EXERCISE DETAILS:
Tally every line below where "implementations" appears, then report the total alone.

THE INPUT:
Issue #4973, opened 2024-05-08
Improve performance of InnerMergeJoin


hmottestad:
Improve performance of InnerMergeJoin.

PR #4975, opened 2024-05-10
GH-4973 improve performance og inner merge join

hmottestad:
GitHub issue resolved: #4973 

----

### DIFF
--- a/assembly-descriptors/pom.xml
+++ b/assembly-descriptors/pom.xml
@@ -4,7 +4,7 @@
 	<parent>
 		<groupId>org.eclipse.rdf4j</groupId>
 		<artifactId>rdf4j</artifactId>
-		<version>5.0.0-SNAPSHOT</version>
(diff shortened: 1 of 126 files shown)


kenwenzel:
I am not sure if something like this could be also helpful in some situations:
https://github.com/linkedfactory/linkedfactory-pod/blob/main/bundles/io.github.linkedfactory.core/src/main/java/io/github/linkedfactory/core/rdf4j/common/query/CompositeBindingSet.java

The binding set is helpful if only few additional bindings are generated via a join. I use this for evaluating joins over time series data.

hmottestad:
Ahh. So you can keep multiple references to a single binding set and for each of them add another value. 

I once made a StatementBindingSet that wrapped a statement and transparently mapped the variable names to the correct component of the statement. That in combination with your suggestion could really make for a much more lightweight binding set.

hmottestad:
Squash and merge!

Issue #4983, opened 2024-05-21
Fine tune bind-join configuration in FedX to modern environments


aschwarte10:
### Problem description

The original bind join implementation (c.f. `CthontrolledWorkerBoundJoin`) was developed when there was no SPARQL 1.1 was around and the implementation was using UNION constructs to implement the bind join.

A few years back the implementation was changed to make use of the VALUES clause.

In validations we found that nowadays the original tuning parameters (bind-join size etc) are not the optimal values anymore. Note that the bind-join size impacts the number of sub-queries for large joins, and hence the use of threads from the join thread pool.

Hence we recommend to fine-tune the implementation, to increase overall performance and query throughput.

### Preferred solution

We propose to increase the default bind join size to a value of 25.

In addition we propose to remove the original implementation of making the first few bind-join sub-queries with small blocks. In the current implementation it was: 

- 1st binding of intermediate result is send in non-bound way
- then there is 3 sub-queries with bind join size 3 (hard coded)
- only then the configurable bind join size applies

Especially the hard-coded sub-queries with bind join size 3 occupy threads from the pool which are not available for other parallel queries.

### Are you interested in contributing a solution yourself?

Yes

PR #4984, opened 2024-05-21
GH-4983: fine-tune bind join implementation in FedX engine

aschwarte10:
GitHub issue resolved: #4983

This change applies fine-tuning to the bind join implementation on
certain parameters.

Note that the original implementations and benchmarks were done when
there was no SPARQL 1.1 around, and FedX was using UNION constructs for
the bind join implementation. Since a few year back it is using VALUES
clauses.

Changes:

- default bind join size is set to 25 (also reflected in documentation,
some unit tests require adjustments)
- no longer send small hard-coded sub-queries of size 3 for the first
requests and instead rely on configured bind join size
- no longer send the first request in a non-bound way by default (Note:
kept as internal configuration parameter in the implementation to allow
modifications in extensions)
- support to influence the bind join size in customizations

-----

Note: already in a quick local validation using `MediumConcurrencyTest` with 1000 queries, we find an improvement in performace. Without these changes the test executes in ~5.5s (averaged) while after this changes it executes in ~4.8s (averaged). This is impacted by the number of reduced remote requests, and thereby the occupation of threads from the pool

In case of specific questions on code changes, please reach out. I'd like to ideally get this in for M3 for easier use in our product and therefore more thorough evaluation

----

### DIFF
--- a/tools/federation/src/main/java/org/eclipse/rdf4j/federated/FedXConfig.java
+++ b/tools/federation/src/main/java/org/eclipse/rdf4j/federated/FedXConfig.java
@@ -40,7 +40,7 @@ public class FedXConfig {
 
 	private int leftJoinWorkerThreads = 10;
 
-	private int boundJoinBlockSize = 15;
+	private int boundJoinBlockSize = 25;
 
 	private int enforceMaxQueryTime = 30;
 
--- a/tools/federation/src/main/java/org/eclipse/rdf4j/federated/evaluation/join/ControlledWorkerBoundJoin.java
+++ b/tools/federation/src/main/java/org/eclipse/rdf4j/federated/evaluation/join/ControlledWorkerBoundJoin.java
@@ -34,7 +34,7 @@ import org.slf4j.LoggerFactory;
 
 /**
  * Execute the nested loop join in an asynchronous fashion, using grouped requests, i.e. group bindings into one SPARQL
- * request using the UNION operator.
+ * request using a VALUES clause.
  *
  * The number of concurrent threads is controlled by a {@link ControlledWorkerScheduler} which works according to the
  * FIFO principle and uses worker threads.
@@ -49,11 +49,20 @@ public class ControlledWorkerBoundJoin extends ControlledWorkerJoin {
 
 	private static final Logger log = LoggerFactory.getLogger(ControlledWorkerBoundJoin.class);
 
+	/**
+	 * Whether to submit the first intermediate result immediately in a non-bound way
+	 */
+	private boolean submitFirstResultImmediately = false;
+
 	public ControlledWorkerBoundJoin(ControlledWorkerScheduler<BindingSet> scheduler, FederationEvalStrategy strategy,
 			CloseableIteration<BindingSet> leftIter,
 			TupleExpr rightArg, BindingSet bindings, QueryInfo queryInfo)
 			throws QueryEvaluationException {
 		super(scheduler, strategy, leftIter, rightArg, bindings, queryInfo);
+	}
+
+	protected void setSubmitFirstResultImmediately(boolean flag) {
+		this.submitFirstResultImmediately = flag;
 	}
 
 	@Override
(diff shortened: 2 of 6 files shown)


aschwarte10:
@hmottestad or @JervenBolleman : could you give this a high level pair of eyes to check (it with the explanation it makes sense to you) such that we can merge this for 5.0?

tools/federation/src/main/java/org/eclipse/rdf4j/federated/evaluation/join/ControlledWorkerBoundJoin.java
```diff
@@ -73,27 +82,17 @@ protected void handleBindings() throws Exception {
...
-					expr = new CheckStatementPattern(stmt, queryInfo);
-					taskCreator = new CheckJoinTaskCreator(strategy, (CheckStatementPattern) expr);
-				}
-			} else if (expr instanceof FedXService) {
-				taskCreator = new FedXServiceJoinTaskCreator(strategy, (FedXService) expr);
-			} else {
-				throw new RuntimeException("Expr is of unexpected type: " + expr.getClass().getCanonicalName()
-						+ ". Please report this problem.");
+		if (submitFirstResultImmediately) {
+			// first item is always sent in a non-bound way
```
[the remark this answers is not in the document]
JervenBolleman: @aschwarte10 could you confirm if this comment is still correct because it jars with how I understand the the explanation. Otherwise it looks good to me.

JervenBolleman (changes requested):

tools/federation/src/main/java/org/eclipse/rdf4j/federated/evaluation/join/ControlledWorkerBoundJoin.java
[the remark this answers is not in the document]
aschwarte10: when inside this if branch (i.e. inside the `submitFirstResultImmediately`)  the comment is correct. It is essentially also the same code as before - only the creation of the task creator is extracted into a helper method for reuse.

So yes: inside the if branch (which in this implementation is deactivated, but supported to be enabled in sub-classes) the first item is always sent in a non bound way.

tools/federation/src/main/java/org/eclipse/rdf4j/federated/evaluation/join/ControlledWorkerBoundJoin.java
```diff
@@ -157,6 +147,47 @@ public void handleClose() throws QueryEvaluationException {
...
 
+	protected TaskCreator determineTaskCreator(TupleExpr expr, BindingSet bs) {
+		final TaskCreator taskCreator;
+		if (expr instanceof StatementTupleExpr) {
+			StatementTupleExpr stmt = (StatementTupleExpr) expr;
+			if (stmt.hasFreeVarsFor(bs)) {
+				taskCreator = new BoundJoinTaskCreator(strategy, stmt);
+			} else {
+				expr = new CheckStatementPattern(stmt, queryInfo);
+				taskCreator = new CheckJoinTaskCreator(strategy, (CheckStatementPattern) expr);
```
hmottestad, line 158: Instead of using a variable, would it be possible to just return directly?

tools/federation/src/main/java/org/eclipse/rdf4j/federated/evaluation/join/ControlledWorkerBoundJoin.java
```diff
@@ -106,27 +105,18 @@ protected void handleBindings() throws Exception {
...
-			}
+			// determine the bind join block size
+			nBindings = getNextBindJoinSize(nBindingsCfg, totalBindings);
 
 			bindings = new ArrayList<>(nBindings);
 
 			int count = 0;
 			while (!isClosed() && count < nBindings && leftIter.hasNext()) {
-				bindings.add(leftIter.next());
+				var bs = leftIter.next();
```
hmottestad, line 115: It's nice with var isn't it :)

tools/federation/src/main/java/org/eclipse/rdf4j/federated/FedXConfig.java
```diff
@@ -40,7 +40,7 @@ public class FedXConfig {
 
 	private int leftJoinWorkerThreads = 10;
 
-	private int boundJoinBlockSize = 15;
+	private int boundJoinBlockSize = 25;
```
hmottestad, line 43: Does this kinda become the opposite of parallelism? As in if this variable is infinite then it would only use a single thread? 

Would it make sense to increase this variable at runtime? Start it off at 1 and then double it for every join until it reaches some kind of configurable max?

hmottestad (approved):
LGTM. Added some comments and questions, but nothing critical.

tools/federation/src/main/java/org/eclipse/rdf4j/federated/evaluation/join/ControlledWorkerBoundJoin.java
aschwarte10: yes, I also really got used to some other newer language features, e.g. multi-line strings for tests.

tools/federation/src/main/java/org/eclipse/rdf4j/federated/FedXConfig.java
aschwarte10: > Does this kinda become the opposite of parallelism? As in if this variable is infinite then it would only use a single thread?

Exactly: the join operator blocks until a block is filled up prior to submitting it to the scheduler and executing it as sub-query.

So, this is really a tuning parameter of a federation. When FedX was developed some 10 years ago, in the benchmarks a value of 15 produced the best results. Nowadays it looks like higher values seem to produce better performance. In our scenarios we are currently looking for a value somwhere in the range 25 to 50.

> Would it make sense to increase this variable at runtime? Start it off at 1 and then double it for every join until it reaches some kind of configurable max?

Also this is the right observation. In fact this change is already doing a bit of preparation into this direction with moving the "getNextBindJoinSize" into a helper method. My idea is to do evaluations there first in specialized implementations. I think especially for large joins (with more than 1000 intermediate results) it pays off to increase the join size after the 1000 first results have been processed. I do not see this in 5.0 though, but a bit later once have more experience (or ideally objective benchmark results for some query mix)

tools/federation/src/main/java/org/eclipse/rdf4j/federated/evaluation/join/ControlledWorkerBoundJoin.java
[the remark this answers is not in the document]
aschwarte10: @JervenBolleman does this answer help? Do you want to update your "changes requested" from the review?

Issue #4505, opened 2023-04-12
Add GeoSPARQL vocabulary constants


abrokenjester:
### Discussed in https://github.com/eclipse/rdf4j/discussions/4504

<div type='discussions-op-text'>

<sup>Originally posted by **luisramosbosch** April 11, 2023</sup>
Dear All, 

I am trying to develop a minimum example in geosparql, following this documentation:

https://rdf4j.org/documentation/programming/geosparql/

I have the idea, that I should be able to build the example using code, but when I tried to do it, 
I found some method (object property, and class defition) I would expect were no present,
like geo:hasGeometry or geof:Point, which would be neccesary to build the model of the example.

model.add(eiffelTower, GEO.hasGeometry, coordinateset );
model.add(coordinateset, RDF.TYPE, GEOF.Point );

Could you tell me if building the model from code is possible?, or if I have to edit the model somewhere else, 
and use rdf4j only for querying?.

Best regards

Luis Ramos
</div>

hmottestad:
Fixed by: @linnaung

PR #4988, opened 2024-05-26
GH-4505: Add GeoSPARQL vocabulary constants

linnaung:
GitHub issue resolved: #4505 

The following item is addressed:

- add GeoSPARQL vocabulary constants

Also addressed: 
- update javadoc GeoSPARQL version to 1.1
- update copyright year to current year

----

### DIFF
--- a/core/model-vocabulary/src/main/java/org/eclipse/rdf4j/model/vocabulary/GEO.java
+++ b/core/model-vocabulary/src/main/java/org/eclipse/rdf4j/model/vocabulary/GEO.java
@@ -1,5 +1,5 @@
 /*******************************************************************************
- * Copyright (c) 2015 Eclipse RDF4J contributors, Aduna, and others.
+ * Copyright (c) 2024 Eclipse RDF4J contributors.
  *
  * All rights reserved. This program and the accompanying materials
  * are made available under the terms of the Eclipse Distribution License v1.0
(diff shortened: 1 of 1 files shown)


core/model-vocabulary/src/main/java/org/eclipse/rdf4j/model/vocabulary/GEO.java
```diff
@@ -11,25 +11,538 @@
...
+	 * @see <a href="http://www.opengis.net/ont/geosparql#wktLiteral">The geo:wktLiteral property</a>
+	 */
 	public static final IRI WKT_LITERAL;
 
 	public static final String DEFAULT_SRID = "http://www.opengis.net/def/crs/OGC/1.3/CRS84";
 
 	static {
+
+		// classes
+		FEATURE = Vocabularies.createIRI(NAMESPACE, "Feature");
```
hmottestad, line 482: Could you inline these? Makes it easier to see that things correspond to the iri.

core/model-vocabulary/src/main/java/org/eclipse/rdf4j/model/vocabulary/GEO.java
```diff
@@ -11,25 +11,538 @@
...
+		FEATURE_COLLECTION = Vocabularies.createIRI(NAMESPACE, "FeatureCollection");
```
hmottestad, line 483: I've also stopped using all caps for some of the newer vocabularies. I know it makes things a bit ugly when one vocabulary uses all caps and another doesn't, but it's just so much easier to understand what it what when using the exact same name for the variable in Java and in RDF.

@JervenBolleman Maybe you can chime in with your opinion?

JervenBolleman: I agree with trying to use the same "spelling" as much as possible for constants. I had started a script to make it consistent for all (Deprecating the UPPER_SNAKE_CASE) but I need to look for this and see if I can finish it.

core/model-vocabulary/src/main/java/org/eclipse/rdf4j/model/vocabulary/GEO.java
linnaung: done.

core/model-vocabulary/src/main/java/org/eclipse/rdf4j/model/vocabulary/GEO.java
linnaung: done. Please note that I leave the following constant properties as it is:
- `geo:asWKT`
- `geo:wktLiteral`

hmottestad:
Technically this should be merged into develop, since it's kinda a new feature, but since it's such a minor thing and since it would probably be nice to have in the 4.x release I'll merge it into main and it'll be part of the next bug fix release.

EXERCISE OUTPUT:
2